L’accesso ai «documenti», invece, viene fatto con la forma dell’”accesso documentale” agli atti amministrativi, che invece è possibile nei confronti di tutti i gestori di pubblici servizi. E, secondo il Tar, la Rai ha sì una veste formalmente privatistica ma conserva elementi pubblicistici come la nomina del consiglio d’amministrazione da parte della Commissione parlamentare di vigilanza, la destinazione di un canone e la proprietà pubblica. Dunque la richiesta di documenti è sempre possibile.

Il ragionamento dei giudici amministrativi, quindi, è puramente tecnico-giuridico ma si fonda su un sillogismo inaccettabile per la professione giornalistica e cioè che i servizi giornalistici della Rai, in quanto prodotti da un’azienda pubblica, siano atti di diritto amministrativo e non servizi giornalistici. 

Tradotto: i giornalisti non sarebbero liberi professionisti che producono opere intellettuali, ma dipendenti amministrativi che producono atti amministrativi che possono  (nel caso dei documenti) o non possono (nel caso di dati e informazioni) essere soggetti alla richiesta di accesso da parte di chi ne abbia interesse qualificato. Dunque in fanto atti amministrativi dovrebbero essere pubblici sia nella parte “visibile”, ovvero il servizio, che in quella “invisibile” che è il lavoro di ricerca retrostante.

Questo è il fraintendimento di fondo, che prescinde addirittura rispetto al principio di tutela delle fonti giornalistiche, connesso alla libertà di stampa e previsto con la legge del 1963 che prevede il segreto professionale.

La decisione è priva di effetti pratici

La sentenza del Tar ha creato ovvia preoccupazione per l’invasione in una sfera delicata come quella professionale dei giornalisti, ingenerando il paradosso che solo un giornalista che lavora per la Rai può subire una simile richiesta, anche se temeraria, mentre altrettanto non sarebbe possibile per chi lavora per emittenti private.

Tuttavia, l’obbligo che i giudici impongono a Report è sostanzialmente inutile anche per lo stesso Mascetti. Il Tar, infatti, ha parzialmente accolto la richiesta e ordinato alla Rai di consegnare le «richieste informative rivolte in via scritta dalla redazione del programma ad enti di natura pubblica, in merito all’eventuale conferimento di incarichi o consulenze in favore del ricorrente, unitamente ai riscontri forniti da suddetti enti, in quanto rientranti nel novero dei documenti e degli atti detenuti da una pubblica amministrazione o da un privato gestore di un servizio pubblico».

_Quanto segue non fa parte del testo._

PR #971, opened 2022-01-19
Add ability to send attachments in an interaction initial response

tandemdude:
### Summary
Adds the ability to pass attachments with `create_initial_response`

### Checklist

### DIFF
--- a/hikari/impl/rest.py
+++ b/hikari/impl/rest.py
@@ -1218,7 +1218,7 @@ class RESTClientImpl(rest_api.RESTClient):
         embed: undefined.UndefinedNoneOr[embeds_.Embed] = undefined.UNDEFINED,
         embeds: undefined.UndefinedNoneOr[typing.Sequence[embeds_.Embed]] = undefined.UNDEFINED,
         replace_attachments: bool = False,
-        flags: undefined.UndefinedOr[messages_.MessageFlag] = undefined.UNDEFINED,
+        flags: typing.Union[undefined.UndefinedType, int, messages_.MessageFlag] = undefined.UNDEFINED,
         tts: undefined.UndefinedOr[bool] = undefined.UNDEFINED,
         mentions_everyone: undefined.UndefinedOr[bool] = undefined.UNDEFINED,
         mentions_reply: undefined.UndefinedOr[bool] = undefined.UNDEFINED,
@@ -1420,7 +1420,7 @@ class RESTClientImpl(rest_api.RESTClient):
         role_mentions: undefined.UndefinedOr[
             typing.Union[snowflakes.SnowflakeishSequence[guilds.PartialRole], bool]
         ] = undefined.UNDEFINED,
-        flags: undefined.UndefinedOr[messages_.MessageFlag] = undefined.UNDEFINED,
+        flags: typing.Union[undefined.UndefinedType, int, messages_.MessageFlag] = undefined.UNDEFINED,
     ) -> messages_.Message:
         route = routes.PATCH_CHANNEL_MESSAGE.compile(channel=channel, message=message)
         body, form = self._build_message_payload(
--- a/hikari/impl/rest.py
+++ b/hikari/impl/rest.py
@@ -1320,7 +1320,7 @@ class RESTClientImpl(rest_api.RESTClient):
         else:
             body.put("content", None)
 
-        if edit and replace_attachments:
+        if replace_attachments:
             body.put("attachments", None)
 
         body.put("tts", tts)
--- a/hikari/impl/rest.py
+++ b/hikari/impl/rest.py
@@ -1309,12 +1309,7 @@ class RESTClientImpl(rest_api.RESTClient):
                     final_attachments.extend(embed_attachments)
                     serialized_embeds.append(embed_payload)
 
-        if edit and not undefined.all_undefined(mentions_everyone, mentions_reply, user_mentions, role_mentions):
-            body.put(
-                "allowed_mentions",
-                mentions.generate_allowed_mentions(mentions_everyone, mentions_reply, user_mentions, role_mentions),
-            )
-        else:
+        if not edit or not undefined.all_undefined(mentions_everyone, mentions_reply, user_mentions, role_mentions):
             body.put(
                 "allowed_mentions",
                 mentions.generate_allowed_mentions(mentions_everyone, mentions_reply, user_mentions, role_mentions),
--- a/hikari/impl/rest.py
+++ b/hikari/impl/rest.py
@@ -1204,9 +1204,8 @@ class RESTClientImpl(rest_api.RESTClient):
         assert isinstance(response, dict)
         return self._entity_factory.deserialize_message(response)
 
-    def _build_message(
+    def _build_message_payload(  # noqa: C901
         self,
-        body: data_binding.JSONObjectBuilder,
         *,
         content: undefined.UndefinedOr[typing.Any] = undefined.UNDEFINED,
         attachment: undefined.UndefinedOr[files.Resourceish] = undefined.UNDEFINED,
@@ -1228,7 +1227,9 @@ class RESTClientImpl(rest_api.RESTClient):
         ] = undefined.UNDEFINED,
         edit: bool = False,
         replace_attachments: bool = False,
-    ) -> typing.Optional[data_binding.URLEncodedFormBuilder]:
+    ) -> typing.Tuple[data_binding.JSONObjectBuilder, typing.Optional[data_binding.URLEncodedFormBuilder]]:
+        body = data_binding.JSONObjectBuilder()
+
         if not undefined.any_undefined(attachment, attachments):
             raise ValueError("You may only specify one of 'attachment' or 'attachments', not both")
 
@@ -1308,29 +1309,24 @@ class RESTClientImpl(rest_api.RESTClient):
                     final_attachments.extend(embed_attachments)
                     serialized_embeds.append(embed_payload)
 
-        if edit:
-            # Special cases for message editing
-            if not undefined.all_undefined(mentions_everyone, mentions_reply, user_mentions, role_mentions):
-                # If specified we override the message's allowed mentions, else
-                # whatever the current value is will be used
-                body.put(
-                    "allowed_mentions",
-                    mentions.generate_allowed_mentions(mentions_everyone, mentions_reply, user_mentions, role_mentions),
-                )
-            if content is not None:
-                body.put("content", content, conversion=str)
-            else:
-                # None here means we want to remove the content from the message
-                body.put("content", None)
-            if replace_attachments:
-                # We are removing embeds and/or replacing them with new ones
-                body.put("attachments", None)
+        if edit and not undefined.all_undefined(mentions_everyone, mentions_reply, user_mentions, role_mentions):
+            body.put(
+                "allowed_mentions",
+                mentions.generate_allowed_mentions(mentions_everyone, mentions_reply, user_mentions, role_mentions),
+            )
         else:
             body.put(
                 "allowed_mentions",
                 mentions.generate_allowed_mentions(mentions_everyone, mentions_reply, user_mentions, role_mentions),
             )
+
+        if content is not None:
             body.put("content", content, conversion=str)
+        else:
+            body.put("content", None)
+
+        if edit and replace_attachments:
+            body.put("attachments", None)
 
         body.put("tts", tts)
 
@@ -1342,9 +1338,9 @@ class RESTClientImpl(rest_api.RESTClient):
 
             for i, attachment in enumerate(final_attachments):
                 form.add_resource(f"file{i}", attachment)
-            return form
+            return body, form
 
-        return None
+        return body, None
 
     async def create_message(
         self,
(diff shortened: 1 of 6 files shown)


FasterSpeeding:
I'ma see if i can work on the rest server equivalent logic for this today

FasterSpeeding:
Btw I do have a prototype impl of sending attachments on rest but i'm going to be waiting for discord to push a change they said they'd be pushing soon:tm: so if you remove the interaction server from this pr and switch out to handling de-duplicating the logic by moving out the payload building logic to a separate function instead of making the create_message logic work for create initial response this can be merged without the server logic

(and i'll do the server logic in another pr)

FasterSpeeding:
Sry for the delay

FasterSpeeding:
For a bit more specific detail on how OI think this should be handled: instead of modifying `_create_message` to also handle initial response specific logic I think we would be better off taking the logic for building the message response payload and doing something like
```py
def _build_message(self, message_body: JSONObjectBuilder, ...) -> Optional[URLEncodedFormBuilder]:
```
where _build_message should cover both edit and create semantics, and if it returns a `URLEncodedFormBuilder` then the calling logic should handle inserting the `"payload_json"` field before making the request

tandemdude:
Tests are still a TODO but a pre-emptive review would be welcomed @FasterSpeeding 😉

hikari/impl/rest.py
```diff
@@ -1273,46 +1278,73 @@ async def _create_message(
...
+            # Special cases for message editing
+            if not undefined.all_undefined(mentions_everyone, mentions_reply, user_mentions, role_mentions):
+                # If specified we override the message's allowed mentions, else
+                # whatever the current value is will be used
+                body.put(
+                    "allowed_mentions",
+                    mentions.generate_allowed_mentions(mentions_everyone, mentions_reply, user_mentions, role_mentions),
+                )
+            if content is not None:
+                body.put("content", content, conversion=str)
```
FasterSpeeding, line 1321: the None checks can just be run both bot edits and creates for simplicity

hikari/impl/rest.py
```diff
@@ -1273,46 +1278,73 @@ async def _create_message(
...
+            if embeds is not None:
+                serialized_embeds = []
+                for embed in embeds:
+                    embed_payload, embed_attachments = self._entity_factory.serialize_embed(embed)
+                    final_attachments.extend(embed_attachments)
+                    serialized_embeds.append(embed_payload)
+
+        if edit:
+            # Special cases for message editing
+            if not undefined.all_undefined(mentions_everyone, mentions_reply, user_mentions, role_mentions):
```
FasterSpeeding, line 1313: Since the None checks don't need to be in here, this could be simplified to

```py
if not edit:
    ....

elif not undefined.all_undefined(mentions_everyone, mentions_reply, user_mentions, role_mentions):
    ...
```

hikari/impl/rest.py
```diff
@@ -3512,24 +3547,34 @@ async def edit_interaction_response(
         ] = undefined.UNDEFINED,
     ) -> messages_.Message:
         route = routes.PATCH_INTERACTION_RESPONSE.compile(webhook=application, token=token)
-        return await self._edit_message(
-            route,
-            data_binding.JSONObjectBuilder(),
-            no_auth=True,
+
```
FasterSpeeding, line 3550: Some of this spacing seems a bit unnecessary (although the spaces around the `if/if else` statement is fine)

hikari/impl/rest.py
```diff
@@ -1204,26 +1204,31 @@ async def fetch_message(
         assert isinstance(response, dict)
         return self._entity_factory.deserialize_message(response)
 
-    async def _create_message(
+    def _build_message(
```
davfsa, line 1207:
```suggestion
    def _build_message_payload(
```

Just for a little more clarity

hikari/impl/rest.py
```diff
@@ -1204,26 +1204,31 @@ async def fetch_message(
...
+        mentions_reply: undefined.UndefinedOr[bool] = undefined.UNDEFINED,
+        user_mentions: undefined.UndefinedOr[
+            typing.Union[snowflakes.SnowflakeishSequence[users.PartialUser], bool]
+        ] = undefined.UNDEFINED,
+        role_mentions: undefined.UndefinedOr[
+            typing.Union[snowflakes.SnowflakeishSequence[guilds.PartialRole], bool]
+        ] = undefined.UNDEFINED,
+        edit: bool = False,
+        replace_attachments: bool = False,
+    ) -> typing.Optional[data_binding.URLEncodedFormBuilder]:
```
davfsa, line 1231: Just because this might confuse people later
```suggestion
    ) -> typing.Optional[data_binding.URLEncodedFormBuilder]:
    # This function will build the payload on the passed `body` and then return a `URLEncodedFormBuilder`
    # if it should be used instead
```

*Only commit this if you dont agree with the other comment I made bellow*

hikari/impl/rest.py
```diff
@@ -1273,46 +1278,73 @@ async def _create_message(
...
                 form.add_resource(f"file{i}", attachment)
+            return form
 
-            response = await self._request(route, form_builder=form, query=query, no_auth=no_auth)
-        else:
-            response = await self._request(route, json=body, query=query, no_auth=no_auth)
-
-        assert isinstance(response, dict)
-        return self._entity_factory.deserialize_message(response)
+        return None
```
davfsa, line 1347: Instead of returning the form, could this be changed to actually do the request and then return whatever `_request` returns. The logic for deserializing the message can be moved outside. The interface will be the same as if you were doing `_request` but with it handling all the logic

FasterSpeeding: not all endpoints are putting the message body in the in the form builder under the key "payload_json" so that'd leak endpoint specific impl detail into this code which its meant to avoid

hikari/impl/rest.py
```diff
@@ -1527,8 +1568,8 @@ async def edit_message(
         route = routes.PATCH_CHANNEL_MESSAGE.compile(channel=channel, message=message)
         body = data_binding.JSONObjectBuilder()
         body.put("flags", flags)
-        return await self._edit_message(
```
FasterSpeeding, line 1530: You forgot to remove the _edit_message definition

hikari/impl/rest.py
thomm-o: Just what I was about to type lol 😅

davfsa: It looks like they all are tho

- https://github.com/hikari-py/hikari/pull/971/files#diff-9904e7f903a912bfe485f6f673fcd1e42da8b90786d58fb612077b2c42b68bfaR1394
- https://github.com/hikari-py/hikari/pull/971/files#diff-9904e7f903a912bfe485f6f673fcd1e42da8b90786d58fb612077b2c42b68bfaR1590
- https://github.com/hikari-py/hikari/pull/971/files#diff-9904e7f903a912bfe485f6f673fcd1e42da8b90786d58fb612077b2c42b68bfaR1921
- https://github.com/hikari-py/hikari/pull/971/files#diff-9904e7f903a912bfe485f6f673fcd1e42da8b90786d58fb612077b2c42b68bfaR1989
- https://github.com/hikari-py/hikari/pull/971/files#diff-9904e7f903a912bfe485f6f673fcd1e42da8b90786d58fb612077b2c42b68bfaR3521
- https://github.com/hikari-py/hikari/pull/971/files#diff-9904e7f903a912bfe485f6f673fcd1e42da8b90786d58fb612077b2c42b68bfaR3570

thomm-o: `create_initial_response` adds message to a nested `data` attribute iirc

thomm-o: I don't think its the form data that was the problem it was the actual json body

FasterSpeeding:
Meow

HyperGH:
Woof

hikari/impl/rest.py
```diff
@@ -1273,46 +1279,68 @@ async def _create_message(
...
+                mentions.generate_allowed_mentions(mentions_everyone, mentions_reply, user_mentions, role_mentions),
+            )
+
+        if content is not None:
+            body.put("content", content, conversion=str)
+        else:
+            body.put("content", None)
+
+        if edit and replace_attachments:
+            body.put("attachments", None)
```
davfsa, line 1324: Tbh, this could be left as
```suggestion
        if replace_attachments:
            body.put("attachments", None)
```

hikari/impl/rest.py
```diff
@@ -1273,46 +1279,68 @@ async def _create_message(
...
+        if edit and not undefined.all_undefined(mentions_everyone, mentions_reply, user_mentions, role_mentions):
+            body.put(
+                "allowed_mentions",
+                mentions.generate_allowed_mentions(mentions_everyone, mentions_reply, user_mentions, role_mentions),
+            )
+        else:
+            body.put(
+                "allowed_mentions",
+                mentions.generate_allowed_mentions(mentions_everyone, mentions_reply, user_mentions, role_mentions),
+            )
```
davfsa: This can be simplified to:
```suggestion
        if not edit or not undefined.all_undefined(mentions_everyone, mentions_reply, user_mentions, role_mentions):
            body.put(
                "allowed_mentions",
                mentions.generate_allowed_mentions(mentions_everyone, mentions_reply, user_mentions, role_mentions),
            )
```

hikari/impl/rest.py
```diff
@@ -1204,26 +1204,32 @@ async def fetch_message(
         assert isinstance(response, dict)
         return self._entity_factory.deserialize_message(response)
 
-    async def _create_message(
+    def _build_message_payload(  # noqa: C901
         self,
-        route: routes.CompiledRoute,
-        body: data_binding.JSONObjectBuilder,
-        query: typing.Optional[data_binding.StringMapBuilder] = None,
         *,
```
davfsa, line 1209: Just for the sake of it
```suggestion
        /,
        *,
```

hikari/impl/rest.py
```diff
@@ -1253,15 +1259,15 @@ async def _create_message(
 
         if undefined.all_undefined(embed, embeds) and isinstance(content, embeds_.Embed):
```
FasterSpeeding, line 1260: What about if embed or embeds is None

hikari/impl/rest.py
```diff
@@ -1253,15 +1259,15 @@ async def _create_message(
...
             # Syntactic sugar, common mistake to accidentally send an embed
-            # as the content, so lets detect this and fix it for the user.
+            # as the content, so let's detect this and fix it for the user.
             embed = content
             content = undefined.UNDEFINED
 
         elif undefined.all_undefined(attachment, attachments) and isinstance(
```
FasterSpeeding, line 1266: What about if attachment or attachments is None

hikari/impl/rest.py
```diff
@@ -1270,49 +1276,64 @@ async def _create_message(
         final_attachments: typing.List[files.Resource[files.AsyncReader]] = []
         if attachment is not undefined.UNDEFINED:
             final_attachments.append(files.ensure_resource(attachment))
-        if attachments is not undefined.UNDEFINED:
+        elif attachments is not undefined.UNDEFINED:
```
FasterSpeeding, line 1279: btw changing this to an elif is kinda unnecessary since an earlier check already asserts that only one is not undefined

hikari/impl/rest.py
davfsa: We dont allow attachments to be None atm, but this is syntactic sugar for passing it to the content. If they want to pass any of those as None, they can just pass it to the argument

FasterSpeeding: Sry i put this on the wrong resource

hikari/impl/rest.py
FasterSpeeding: Also I'm not inferring this is bad behaviour, i'm just asking cause it seems like this is something that previously slipped through the gap without any properconsideration

davfsa: This is also the same as the other comment bellow. This is the syntactic sugar. If they want to pass embed as None, they can do `embed=None` or `embeds=None`. I found while testing that some parts of the code (and typing) said that `component` and `components` could be `None`, but then the check didnt allow it, which I fixed:

https://github.com/hikari-py/hikari/pull/971/files#diff-9904e7f903a912bfe485f6f673fcd1e42da8b90786d58fb612077b2c42b68bfaR1248

FasterSpeeding: Yeah but with the current behaviour passing an embed to content then None to embed or embeds leads to the Nones being ignored which is why I asked about the semantics

davfsa: Honestly, I would go with "intended behavior" then. The documentation clearly specifies that the syntactic sugar only triggers if the other arguments are not passed:
```
        content : hikari.undefined.UndefinedOr[typing.Any]
            If provided, the message contents. If
            `hikari.undefined.UNDEFINED`, then nothing will be sent
            in the content. Any other value here will be cast to a
            `builtins.str`.

            If this is a `hikari.embeds.Embed` and no `embed` nor
            no `embeds` kwarg is provided, then this will instead
            update the embed. This allows for simpler syntax when
            sending an embed alone.

            Likewise, if this is a `hikari.files.Resource`, then the
            content is instead treated as an attachment if no `attachment` and
            no `attachments` kwargs are provided.
 ```

**Review by FasterSpeeding — APPROVED** [review]

File: hikari/impl/rest.py [hunk 14]
```diff
@@ -1253,15 +1259,15 @@ async def _create_message(
...
+            # as the content, so let's detect this and fix it for the user.
             embed = content
             content = undefined.UNDEFINED
 
         elif undefined.all_undefined(attachment, attachments) and isinstance(
             content, (files.Resource, files.RAWISH_TYPES, os.PathLike)
         ):
             # Syntactic sugar, common mistake to accidentally send an attachment
-            # as the content, so lets detect this and fix it for the user. This
+            # as the content, so let's detect this and fix it for the user. This
```
FasterSpeeding, line 1270: also its lets not let's, let's would be let is

tandemdude: Here it is actually a contraction of "let us" so is correct

FasterSpeeding: ah ok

Semplificando il linguaggio: Report sarebbe obbligato a dare a Mascetti le eventuali mail o richieste scritte e le risposte che la redazione avrebbe ricevuto dai comuni lombardi citati nel servizio, in cui chiedeva l’accesso alle consulenze dell’avvocato. Quindi dei dati già pubblici e che Mascetti potrebbe agilmente reperire da sè, perchè presenti sul sito https://consulentipubblici.gov.it/, ma che comunque i comuni sono tenuti a fornire a chi li chieda. Per questo, secondo il Tar, l’opposizione del segreto giornalistico sulle fonti informative è «privo di rilievo».

La vicenda, tuttavia, ha correttamente suscitato clamore per una ragione: la pretesa, anche se temeraria, di Mascetti a voler sfruttare la natura pubblica della Rai per ottenere attraverso un giudice dati, informazioni e documenti frutto del lavoro giornalistico. Questo tentativo, più che la sentenza in sè, è rilevante perchè sfrutta proprio la leva della natura della Rai. E il risultato rischia di essere che il giornalismo, solo perchè prodotto dal servizio pubblico, sia il più soggetto a indebite pressioni e intimidazioni esterne. Pressioni che non contestano il merito dell’inchiesta, ma l’origine delle informazioni che ne hanno permesso la realizzazione, dunque un attacco alla libertà del singolo giornalista.